Using my re-coded Ethnicity variable, EthnicityNew, I was ready to run my t test for #6, which would test the null hypothesis that there is no difference by race/ethnicity between the mean cumulative hours worked from age 20 and older:
\(H_{0}: \mu_{adultothercum} - \mu_{adultwhitecum} = 0\)
Alternatively
\(H_{1}: \mu_{adultothercum} - \mu_{adultwhitecum} \neq 0\)
I set \(\alpha\) = 0.05. (Note: Non-black, non-hispanic = 0 and Other ethnicity = 1.) I will use my trim_30_adult for this test.

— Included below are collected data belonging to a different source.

PR #45, opened 2017-07-13
Include the orgID when logging gRPC calls

bboreham:
And also emit the method and duration as fields so they can be parsed out

The code to generate the log entry is adapted from https://github.com/weaveworks/cortex/pull/452, which does the same thing for the Prometheus log interface.

### DIFF
--- a/middleware/grpc_logging.go
+++ b/middleware/grpc_logging.go
@@ -6,6 +6,8 @@ import (
 	log "github.com/Sirupsen/logrus"
 	"golang.org/x/net/context"
 	"google.golang.org/grpc"
+
+	"github.com/weaveworks/common/logging"
 )
 
 const gRPC = "gRPC"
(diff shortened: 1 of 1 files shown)


middleware/grpc_logging.go
```diff
@@ -14,10 +16,34 @@ const gRPC = "gRPC"
...
 }
+
+// LogEntryFromContext returns a logrus Entry that has information
+// about the current user in its details.
+//
+// e.g.
+//   entry := middleware.LogEntryFromContext(ctx)
+//   entry.Errorf("Could not chunk chunks: %v", err)
+func LogEntryFromContext(ctx context.Context) *log.Entry {
+	// Weaveworks uses "orgs" and "orgID" to represent Cortex users,
```
rade: this probably shouldn't mention cortex, since that's just one specific use.

middleware/grpc_logging.go
```diff
@@ -14,10 +16,34 @@ const gRPC = "gRPC"
...
+	}
+	return LogEntryFromUserID(userID)
+}
+
+// LogEntryFromUserID returns a log Entry that has information about
+// the current user in its details.
+func LogEntryFromUserID(userID string) *log.Entry {
+	// See note in WithContext.
+	return log.NewEntry(log.StandardLogger()).WithField("orgID", userID)
+}
```
rade: could we inline `LogEntryFromUserID` and hence dispense with all the org/user confusion and just stick to org?

bboreham: Yes we could inline it. Unless we subsequently need to log the id in a place where we don't have a Context. 

I don't think removing those comments will help the confusion much, overall.

rade: > I don't think removing those comments will help the confusion much, overall.

Removing the comments alone wouldn't. But inlining and removing them would since then the code straightforwardly extracts the org id and logs it. No mention of any user id.

leth:
Have you seen https://github.com/weaveworks/common/blob/master/logging/logging.go#L55 and https://github.com/weaveworks/common/blob/master/user/grpc.go#L25 ?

t.test(youth$Cum_Hrs_Wkd_Adult ~ youth$EthnicityNew, trim_30_adult, var.equal=TRUE)
##
## Two Sample t-test
##
## data: youth$Cum_Hrs_Wkd_Adult by youth$EthnicityNew
## t = 3.979, df = 7386, p-value = 6.985e-05
## alternative hypothesis: true difference in means is not equal to 0
## 95 percent confidence interval:
## 444.1286 1306.6571
## sample estimates:
## mean in group 0 mean in group 1
## 16012.93 15137.53
I find that my p value, .00006985, is <.05 (my \(\alpha\)), so I reject the null hypothesis. In other words, the mean cumulative number of hours worked as a adult is different between the non-black, non-hispanics and “other” races/ethnicity in this sample’s group of 30 year olds. In this sample, non-black, non-hispanics worked an average of 16,012 hours as adults and other races/ethnicities worked an average of 15,137 hours as adults Meaning that non-black, non-hispanics worked an average of 875 more hours as adults than other races/ethnicities. I am 95% confident that the true mean difference in their cumulative work hours is between 444 and 1,306 hours.